Schon Mozart und Beethoven haben "fantasiert", gerne nach einem Thema, das sie variiert haben und daraus Variationen und sogar Fugen geschöpft haben. Gabriela Montero improvisiert über vorgegebene Themen aus dem Publikum, Keith Jarrett nahm als Inspiration und Intro zum Köln Concert den Kölner Pausengong, soweit ich weiß.

Improvisation und freies Spiel kann eben auch bedeuten, frei mit einem bestimmten Material umzugehen, das einen natürlich in der Wahl der Möglichkeiten einschränkt. Man hat aber immer eine Einschränkung und wenn es das eigene Instrument ist, das einschränkt (Tonvorrat einer Violine beispielsweise).

In der Klavierpädagogik ist es absolut sinnvoll, erst einmal die Anzahl der Möglichkeiten einzugrenzen und dem Schüler Muster auf den Weg zu geben (s. Stilblüte). Auf der anderen Seite ist aber auch die Herangehensweise von hasenbein wertvoll:

Ja, , nach wenigen Minuten, richtig - WEIL man es nämlich auch ohne Lehrer sofort kann. Einzige Voraussetzung: dass man sich erlaubt, ohne Vorgabe und ohne sich für "falsch Klingendes" zu geißeln, probierend hinzusetzen und zu hören, was herauskommt. So wie ein Kind einen Stift nimmt und versucht, etwas zu malen.
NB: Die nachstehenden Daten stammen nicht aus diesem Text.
PR #9892, opened 2026-08-13
fix(helpers): expand a reference that is used more than once

### LINKED ISSUE #9890: Show Schema renders [Circular] when a ref is used more than once
### What happens?

Given a schema like

```json
{
  "components": {
    "parameters": {},
    "schemas": {
      "ID": {
        "example": "12345678-1234-1234-1234-123456789012",
        "type": "string"
      },
      "UserRecord": {
        "properties": {
          "Id": { "$ref": "#/components/schemas/ID" },
          "ClientId": { "$ref": "#/components/schemas/ID" },
          "Name": {
            "description": "Name",
            "type": "string"
          }
        },
        "required": [],
        "type": "object"
      }
    }
  },
  "openapi": "3.0.2",
  "paths": {
    "/users/{user_id}": {
      "get": {
        "parameters": [{ "user_id": { "name": "user_id", "type": "string" } }],
        "responses": {
          "200": {
            "content": {
              "application/json": {
                "schema": { "$ref": "#/components/schemas/UserRecord" }
              }
            },
            "description": "Success."
          }
        },
        "summary": "Get user"
      }
    }
  }
}

```

Note how `UserRecord` has
```json
          "Id": { "$ref": "#/components/schemas/ID" },
          "ClientId": { "$ref": "#/components/schemas/ID" },
```

In this case the docs will render `[Circular]` after the first reference.

Image

Render the schema e.g. 
```json
{
  "properties": {
    "Id": {
      "type": "string",
      "examples": [
        "12345678-1234-1234-1234-123456789012"
      ]
    },
    "ClientId":  {
      "type": "string",
      "examples": [
        "12345678-1234-1234-1234-123456789012"
      ]
    },
    "Name": {
      "description": "Name",
      "type": "string"
    }
  },
  "required": [],
  "type": "object"
}
```

### OpenAPI Document

_No response_

lazerg:
## Problem

When two properties point at the same `$ref`, only the first one shows up in "Show Schema". Every one after that renders as `[Circular]`, even though nothing is circular.

The deep-resolved schema hands the same object to both properties, and pretty-printing collapsed *any* repeated object reference, not just the ones that form a cycle.

### Before

Before: ClientId renders as [Circular]

### After

After: ClientId renders the full ID schema

## Solution

Only collapse a reference that is already on the current path, so a shared type is shown in full everywhere it is used.

The repeated-reference collapsing is still there as a fallback, since that is what keeps #9377 from coming back: a deeply shared graph expands exponentially and freezes the tab (one real schema hit ~244 MB). So we first count the nodes a full expansion would emit, and only fall back to collapsing when that count gets out of hand. The count is memoized, so the walk stays cheap even when the number is astronomical.

## Checklist

- [x] I added a changeset. 
- [x] I added tests.

Closes #9890

### DIFF
--- a/.changeset/pretty-print-repeated-references.md
+++ b/.changeset/pretty-print-repeated-references.md
@@ -1,0 +1,5 @@
+---
+'@scalar/helpers': patch
+---
+
+Show a schema type that is referenced more than once in full, instead of rendering `[Circular]` after the first occurrence. Pretty-printing used to collapse every repeated object reference, which also hit two sibling properties pointing at the same `$ref`. Repeated references are now expanded, and only true circular references are collapsed. Very large shared graphs still fall back to collapsing repeated references, so "Show Schema" does not freeze the tab.
--- a/packages/helpers/src/json/pretty-print-json.test.ts
+++ b/packages/helpers/src/json/pretty-print-json.test.ts
@@ -99,4 +99,32 @@ describe('prettyPrintJson', () => {
     expect(result.length).toBeLessThan(10_000)
     expect(result).toContain('[Circular]')
   })
+
+  it('does not explode on a graph that mixes real cycles with heavy sharing', () => {
+    /*
+     * Measuring the expanded size up front can under-count this shape: a node first reached through a
+     * cycle is measured with its back-edge cut, yet it expands in full wherever the cycle is absent, so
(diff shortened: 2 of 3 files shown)


hanspagel (approved):
good catch! thanks for the fix

PR #9893, opened 2026-08-13
feat(api-reference): show schema pattern as hover dropdown

AshishKumarPathak:
# feat(api-reference): show schema `pattern` as hover dropdown

## Problem

Long regex patterns in API schema properties were being truncated inline in the API reference UI, making them unreadable. There was no way for users to see the full pattern value without inspecting the raw spec.

## Solution

Replaced the inline truncated `pattern` display with a hover dropdown — consistent with how `examples` are already handled via `SchemaPropertyExamples.vue`.

- Added a new `SchemaPropertyPattern.vue` component that renders a "Pattern" link button. On hover/focus, an absolute-positioned popup appears showing the full regex in a `<code>` block (long patterns wrap so they stay fully readable) with a clipboard copy button.
- Removed `pattern` from the inline `validationProperties` list in `SchemaPropertyHeading.vue` and replaced it with `<SchemaPropertyPattern>`.
- Added unit tests (`SchemaPropertyPattern.test.ts`) and updated `SchemaPropertyHeading.test.ts` to match the new hover behavior.
- Added Playwright e2e snapshot tests (`pattern.e2e.ts`) covering: pattern button visibility, popup on hover, long complex regex, and full request body snapshot.
- Fixed `serve-example.ts` to use `fileURLToPath` instead of `.pathname` to handle URL-encoded spaces in directory paths.

## Review follow-ups

- Added an invisible hover "bridge" so the pointer can reach the popup without dropping `:hover` (matches `SchemaPropertyExamples`).
- Capped the popup width at `min(500px, calc(100vw - 32px))` so it never overflows a narrow viewport (unchanged on the wide e2e viewport, so snapshots stay valid).
- Gave the copy button an `aria-label` (new `common.copyPattern` translation) and marked the clipboard icon `aria-hidden`, so screen readers announce the copy action.

## Checklist

- [x] I added a changeset. 
- [x] I added tests.


AshishKumarPathak:
The snapshots in pattern.e2e.ts.snapshots/ were generated on macOS and will fail on Linux CI due to font/rendering differences. Please regenerate them by running pnpm test:e2e --update-snapshots -- test/snapshots/pattern.e2e.ts inside a Linux environment or via Docker.

AshishKumarPathak:
hi @hanspagel can you please review this PR

hanspagel (approved):
nice, thanks!

PR #9896, opened 2026-08-13
fix(api-client): parameter name blanks in Try It panel on first open

AshishKumarPathak:
# fix(api-client): parameter name blanks in Try It panel on first open

## Problem

When opening the Try It panel for a GET endpoint that has a header parameter with `examples` defined (e.g. `x-scenario-id`), the parameter name appears blank on the **first** open. After clicking Send, closing, and reopening the panel, the name shows correctly.

The bug does **not** reproduce when Scalar loads the spec via `url:` — it only affects the `spec: { content: ... }` path (inline pre-fetched spec object), which goes through a different initialization sequence in the workspace store and triggers an extra reactive re-render cycle.

Root cause was three compounding issues:

1. **`RequestTable` used `key: index`** — Vue's virtual DOM diffing reuses component instances when only the data changes. `displayData` always appends a placeholder row `{ name: '', value: '' }` at the end of the list. When the list recomputed (e.g. after the workspace store initialized the parameter's example value), the array length or order shifted, and Vue mapped the existing `RequestTableRow` instance for `x-scenario-id` onto the placeholder row — passing `data.name = ''` as a prop update.

2. **`RequestTableRow` watch and blur forwarded the empty name** — the `watch:name` handler unconditionally synced the local `name` ref to the incoming prop (including `''`), and `handleKeyBlur` forwarded a blank name emitted by `CodeInputLite` before it had rendered its initial value into the contenteditable div. Both paths called `emit('upsertRow', { name: '' })`.

3. **`upsertOperationParameter` mutated `param.name` unconditionally** — the store mutator did `param.name = payload.name` without checking whether the payload name was empty. Because `param` is the live reactive spec object, setting `param.name = ''` immediately caused `createParameterRows` to recompute and produce a row with `name: ''`, which flowed back down as a prop — completing the feedback loop.

## Solution

**Fix 1 — stable `key` in `RequestTable.vue`** (primary fix):

Replace `key: index` with a key derived from the parameter's identity (`originalParameter.name + sourceParameterValuePath`). This ensures Vue never reuses a `RequestTableRow` instance for a different parameter or the placeholder row, eliminating the prop-swap that started the chain.

**Fix 2 — guards in `RequestTableRow.vue`**:

- `watch:name`: skip the local ref update when the incoming prop is `''` but the current local name is valid — prevents a transient empty prop from blanking the display.
- `handleKeyBlur`: skip emitting `upsertRow` when `newName` is `''` but `data.name` is valid — prevents a stale `CodeInputLite` blur from propagating an empty name into the store.

**Fix 3 — guard in `upsertOperationParameter` (`parameters.ts`)**:

Skip `param.name = payload.name` when `payload.name` is `''` and the parameter already has a non-empty name. A value-only update should never blank the parameter name.

Fixes 2 and 3 are defensive layers. Fix 1 is the structural root cause fix.

## Checklist

- [x] I added a changeset.
- [x] I added tests.


AshishKumarPathak:
hi @hanspagel  can you please review this PR

hanspagel (approved):
cool, thanks!

PR #9898, opened 2026-08-13
fix(json-magic): treat array/object container mismatches as updates in diff

geoffgscott:
## Problem

`diff(a, b)` from `@scalar/json-magic/diff` corrupts documents when the same key holds a plain object on one side and an array on the other. Both containers satisfy `typeof === 'object'`, so the comparison recurses key-by-key and walks the array's numeric indices as object keys:

```js
diff({ tags: {} }, { tags: ['x', 'y'] })
// [
//   { path: ['tags', '0'], changes: 'x', type: 'add' },
//   { path: ['tags', '1'], changes: 'y', type: 'add' }
// ]
```

`apply` then writes those numeric string properties onto the existing object and produces `{ tags: { '0': 'x', '1': 'y' } }` — a corrupted hybrid that is neither side. The reverse direction (array → object) is broken the same way: it emits per-index deletes plus per-key adds, and applying them splices the array instead of replacing it.

## Solution

A container type change is not a set of per-key edits — it is one change. When one side is an array and the other a plain object (either direction), `diff` now emits a single `update` difference for that path carrying the full new value, the same shape it already uses for scalar type changes, instead of descending. `apply` already handles that update by assignment, so the container is replaced correctly:

```js
diff({ tags: {} }, { tags: ['x', 'y'] })
// [{ path: ['tags'], changes: ['x', 'y'], type: 'update' }]

apply({ tags: {} }, ...)
// { tags: ['x', 'y'] }   Array.isArray → true
```

Behavioral scope: only inputs that previously produced corrupted results change behavior. Both-arrays element diffs and both-objects key diffs are untouched, and `merge`/`Trie` operate on difference lists so they need no changes. Consumers that filter to `add`-only differences now correctly skip container type changes instead of mangling the existing container.

## Checklist

- [x] I added a changeset.
- [x] I added tests.

### DIFF
--- a/.changeset/json-magic-diff-container-type-mismatch.md
+++ b/.changeset/json-magic-diff-container-type-mismatch.md
@@ -1,0 +1,5 @@
+---
+'@scalar/json-magic': patch
+---
+
+Treat array/object container mismatches as a single update in diff instead of descending into per-index adds. Before, `diff({ tags: {} }, { tags: ['x', 'y'] })` walked the array's indices as object keys and emitted per-index `add` differences, so `apply` wrote numeric string properties onto the existing object and produced the corrupted hybrid `{ tags: { '0': 'x', '1': 'y' } }`. A container type change (either direction) is now one `update` difference carrying the full new value, and applying it replaces the container correctly.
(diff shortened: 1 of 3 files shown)


DemonHa (approved):
Yep!

PR #9907, opened 2026-08-14
docs(json-magic): document reference-sharing in diff, merge and apply

DemonHa:
## What

Fifth PR of the `json-magic/diff` review series. It covers the two findings we deliberately **document rather than fix** (`merge` mutating the caller's document, `apply` aliasing its changes into the result), plus the confusing error a root-level change used to produce.

### Documentation

The diff primitives work on the documents themselves, never on copies, and nothing said so:

- `diff` — the `changes` it returns are live references into the documents it compared (`doc2` for add/update, `doc1` for delete).
- `merge` — folds two compatible changes together with `mergeObjects`, which writes in place, so merging writes into the document behind `diff2`.
- `mergeObjects` — mutates its target and shares the subtrees the source contributes.
- `apply` — mutates the document it is given and leaves the result structurally shared with the document the diff was built from.
- `detectDocumentConflicts` in `scalar-app` claimed "The function is pure". It is not: detecting conflicts writes local values into the `remote` document. The comment now says so.
- `README.md` told readers to clone the document before applying, which is not enough on its own. It now describes the real contract and lists all three `InvalidChangesDetectedError` triggers.

The aliasing itself stays as it is, per the plan for this series. Characterization tests pin it so a future switch to cloning is a deliberate break rather than a silent one.

### One behavior change

A change with an empty path asks to replace the document itself, which `apply` cannot do since it writes through the parent container of each path. It used to fail mid-changeset with a confusing message, leaving the document half updated:

```ts
apply({ name: 'John' }, [{ path: [], changes: [1, 2], type: 'update' }])
// before: InvalidChangesDetectedError: Process aborted. Path  at depth 0 is undefined, check diff object
// after:  InvalidChangesDetectedError: Process aborted. Root-level replacement is not supported,
//         the change targets the document itself instead of a property inside it
```

The check now runs up front, next to the prototype-pollution guard, so such a changeset is turned away before any of its entries touch the document. The set of rejected inputs is unchanged — only the message and the timing. No consumer matches on the old message.

`diff` deliberately keeps emitting these root-level changes: it is called for `.length` checks in `workspace-store`, and throwing there would be a wider behavior change than this bug warrants.

## Testing

- `pnpm vitest --run` in `packages/json-magic` — 631 passed
- `pnpm vitest --run` in `packages/workspace-store` — 2904 passed
- `pnpm --filter @scalar/json-magic types:check`, `pnpm --filter scalar-app types:check`, `pnpm knip`, `pnpm changeset status` — clean

No visual surface is touched: this PR only changes comments, one error message and tests.

### DIFF
--- a/.changeset/json-magic-diff-reference-sharing.md
+++ b/.changeset/json-magic-diff-reference-sharing.md
@@ -1,0 +1,16 @@
+---
+'@scalar/json-magic': patch
+---
+
+Explain the root-level change `apply` cannot handle, and document that `diff`, `merge` and `apply` share references with the documents they work on.
+
+A change with an empty path asks to replace the document itself, which `apply` cannot do since it writes through the parent container of each path. It used to fail with `Process aborted. Path  at depth 0 is undefined, check diff object` halfway through a changeset, and now says so up front and leaves the document untouched:
+
+```ts
+// `diff` emits a change with an empty path whenever the two documents differ at the root
+apply({ name: 'John' }, [{ path: [], changes: [1, 2], type: 'update' }])
+// InvalidChangesDetectedError: Process aborted. Root-level replacement is not supported, the
+// change targets the document itself instead of a property inside it
+```
+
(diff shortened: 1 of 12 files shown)


hanspagel (approved):
thanks

PR #9909, opened 2026-08-14
docs(sdks): document AsyncAPI support in the SDK Generator

DemonHa:
## Problem

The SDK Generator has grown real AsyncAPI support — a dedicated loader, an IR lowering for channels, a default-config generator, and thirteen AsyncAPI-specific diagnostic rules — and none of it is documented on scalar.com. The only AsyncAPI page we ship covers rendering in API References, so someone with an AsyncAPI description has no way to find out that it generates a client at all, let alone which protocols work, which targets ship a WebSocket runtime, or why their `type: apiKey` scheme produced no credential.

Two of those questions are actively expensive to get wrong:

- **The `action` inversion.** AsyncAPI 3's `action` is written from the provider's point of view, so `action: send` is a message the SDK *receives*. The generator inverts by default and exposes a `perspective` option to opt out. Getting it backwards swaps every send and receive type in an SDK while still type-checking cleanly.
- **The `apiKey` trap.** AsyncAPI spends the name `apiKey` on a broker-scoped credential with no HTTP position, and spells the ordinary API key `httpApiKey`. A document using the former silently generates no credential.

## Solution

Read through the AsyncAPI paths (loader, protocol table, IR compiler channel/message/streaming/security lowering, default-config generation, the diagnostics catalogue, and the `asyncapi-chat` fixture and its committed TypeScript snapshot), then wrote the page from what the code actually does.

New page at `documentation/guides/sdks/asyncapi.md`, registered under the SDK Generator section:

- **Supported versions** — 1.x/2.x/3.x, with anything below 3.x upgraded on load.
- **Protocol support** — `ws`/`wss` lower to connect methods, `http`/`https` to HTTP and streaming methods, everything else is skipped and reported. Includes the load-fails-on-no-supported-channel behavior and the document-order tie-break when a channel's servers disagree.
- **Send and receive** — the provider/client inversion and the `perspective` option.
- **Messages and payloads** — union lowering with discriminators from `const`/single-value `enum`, payload deduplication, empty payloads, and the JSON Schema `schemaFormat` families that are read.
- **WebSocket channels** — address parameters, `ws` binding handshake query and headers, and the four targets that ship a WebSocket runtime (TypeScript, Python, Rust, CLI).
- **HTTP channels** — how the message media type decides SSE, JSON Lines, or a buffered response, plus the `defaultContentType` fallback chain.
- **Servers, environments, and authentication** — URL reassembly from `protocol`/`host`/`pathname`, environment naming, the server-derived security union and required-versus-optional credentials, the four scheme families that lower, and the inline-scheme pitfall.
- **Configuration** — the `asyncapi` method block (`channel`, `operations`, `perspective`) and what the generated starter config looks like.
- **Diagnostics** — all thirteen AsyncAPI rules with default severities, gradable through the existing `diagnostics` config.
- **Limitations** — request/reply, traits, message headers, correlation ids, HTTP bindings, form media types, and unbound messages; the two known rough edges in the generated starter config for HTTP channels; and the absence of an augmented AsyncAPI document.

Also linked the new page from the SDK Generator overview (feature list and the "start from your document" step) and from the existing API References AsyncAPI page.

No changeset: this touches `documentation/` and `scalar.config.json` only, no package source.

## Checklist

- [ ] I added a changeset. 
- [ ] I added tests. 

https://claude.ai/code/session_01Pfm9KSPxVJ3j39mDpYZbfB

---
_Generated by [Claude Code](https://claude.ai/code/session_01Pfm9KSPxVJ3j39mDpYZbfB)_

### DIFF
--- a/documentation/asyncapi.md
+++ b/documentation/asyncapi.md
@@ -64,5 +64,9 @@ The broker-specific scheme types have dedicated credential inputs too:
 
 Credentials are kept in the auth store alongside the OpenAPI ones, so they persist while you browse and never leave the browser.
 
+## Generating SDKs
+
+The same document can generate a client. The [Scalar SDK Generator](guides/sdks/asyncapi.md) turns each channel into a WebSocket connect method or an HTTP streaming method, with typed send and receive events.
+
 > [!NOTE]
 > AsyncAPI support is still a work in progress, so not every part of the specification is rendered yet. The progress is tracked on GitHub in [issue #7080](https://github.com/scalar/scalar/issues/7080) — subscribe there to receive updates.
--- a/documentation/asyncapi.md
+++ b/documentation/asyncapi.md
@@ -66,7 +66,7 @@ Credentials are kept in the auth store alongside the OpenAPI ones, so they persi
 
 ## Generating SDKs
 
-The same document can generate a client. The [Scalar SDK Generator](guides/sdks/asyncapi.md) turns each channel into a WebSocket connect method or an HTTP streaming method, with typed send and receive events.
+The same document can generate a client. The [Scalar SDK Generator](guides/sdks/asyncapi.md) turns each channel into a WebSocket connect method or an HTTP streaming method, with typed send and receive events. AsyncAPI input to the SDK Generator is experimental.
 
 > [!NOTE]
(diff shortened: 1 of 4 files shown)


hanspagel (approved):
niiiice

Diese Unbefangenheit, einfach etwas auszuprobieren ohne es zu bewerten ist zum Improvisieren sehr kostbar! Dazu gehört, das Kindliche in sich zu behalten und sich zu freuen, dass man etwas zum Klingen gebracht hat.

Das schließt aber nicht aus, dass man (als Schüler) auch nach Vorgaben improvisiert, die, wie ich in meinem letzten Post geschrieben habe, die Möglichkeiten eingrenzen. Das kann sehr motivieren, weil es sofort gut klingt. Der Schüler bekommt Ideen an die Hand, die er weiter entwickeln und variieren kann und so immer freier wird.

Es gibt auch in der Improvisation nicht nur eine Herangehensweise! :004:

Liebe Grüße

chiarina
 
Die Miene hilft eben nicht wenn man nur das Resultat ansieht. Auch Wort, die Beschreibung wie man zu Hause übt, kann verfälscht sein.

Ich glaube nur das Vorzeigen des Übevorgangs ermöglicht es dem Lehrer klar zu erkennen ob die Anweisung richtig umgesetzt wurde.
Wie gesagt welcher Lehrer macht das schon?

Einige Lehrer machen das. Oft übt der Schüler dann aber richtig, weil er beobachtet wird.
 
Ich gratuliere dir, wenn du das machst.
Man muss dem Schüler aber dann ein neues und unbekanntes Stück vorsetzen. Die Sache filmen und mit ihm dann analysieren.
Hatte schon eine Schulung (nicht Klavier) da wurde ich gefilmt und dann analysiert (das Material wurde dann natürlich gleich wieder gelöscht). Wenn man sich selbst sieht und hört ist das zuerst oft etwas peinlich. Aber die Fehler werden einem extrem bewusst. Sehr lehrreich.
Macht hier sicher kaum einer das mit dem Video. Wozu auch moderne Methoden einsetzen?;-)
Habe ich das jetzt gerade erfunden für den Klavierunterricht?
Ich zeuge euch Lehrern noch wie man über das Wasser läuft. :-D
 
Gähn, schnarch.
Selbstverständlich mache ich (so wie viele andere Lehrer) das auch, dass ich mal kurz was filme, damit der Schüler "von außen" wahrnehmen kann, was er da gerade macht, bzw. mir meine Behauptungen glaubt.

Das ist ja nun mittlerweile ein alter Hut.